Large predators are opportunistic, and as long as they can dodge bullets and learn to avoid poison and traps, they will find ways to exploit the livestock and garbage dumps of humans.  They can however, take more opportunities than are good for them, and that applies especially to wide-ranging species.  Gervasi et al. describe an especially illustrative case in Scandinavia, where the national border between Norway and Sweden means nothing to a wolverine, but a great deal to the wildlife management agencies on either side.  Most rural Norwegians have vehemently negative attitudes towards large predators.  They are especially intolerant of any depredation of their apparently precious yet semi-feral sheep, even with government compensation.  Nevertheless, try as they might, sport hunters and the wildlife agency cannot bring the wolverine population of southern Norway down to their management objective.  That is largely because Swedes are less militant against predators, allow higher densities, and thereby provide a source for a steady flow of wide-ranging wolverines to replace some of those shot on the other side of the border.  In a random sample of six or seven wolverines shot in Norway, one will be an immigrant from Sweden, drawn to the ‘attractive sink’ of low competition and high opportunity created as an unintended consequence of a management mismatch across the line.

If a tree falls in a forest, or a gazelle walks into a fence …
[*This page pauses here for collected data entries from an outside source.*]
PR #5139, opened 2016-08-28
Fixes and XNA compliance for GraphicsDeviceManager and GraphicsDevice

Jjagg:
This replaces #5069 because I messed up something. Sorry for the inconvenience!

This is a start to getting GraphicsDevice and GraphicsDeviceManager events right and handling PresentationParameters the same as in XNA.
- fixes #539
- fixes #4433
- fixes #3114
- fixes #4740 
- fixes #5173 
- helps with #3572 (DirectX only)

PR #5371, opened 2016-12-22
WinDX: Fix to ensure window is maximised when starting in fullscreen

MichaelDePiazzi:
I came across a rare problem which seemed to only show up on older/slower computers. Sometimes when starting in borderless fullscreen (i.e. `HardwareModeSwitch = false`), the window would not get maximised.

The papers in this Spotlight collectively shine a revealing light on some stark realities.  The technology (satellite-based remote sensing, telemetry, biologging, camera trapping, etc.) for monitoring the movement, behaviour and welfare of wide-ranging animals is well developed, provides accurate data, and is commonly used worldwide.  Studies using that technology consistently find wide-ranging species to be impeded by anthropogenic factors.  Mitigation – such as adapting longline tackle, erecting crossings over fences and roads in key places, removing unnecessary fences, or simply getting managers and stakeholders in neighbouring countries to talk to one another – should be feasible, affordable, and effective.  Achieving adequate implementation remains problematic though, and a major reason is that wide-ranging animals suffer their anthropogenic tragedies in remote places, out of sight of the people who might make a fuss if only they knew they should.  This Spotlight might help.  For wide-ranging species to persist they must be allowed to range freely and, for many species, applied ecologists know where humans are obstructing them and how their populations are being affected.  The global community should know too.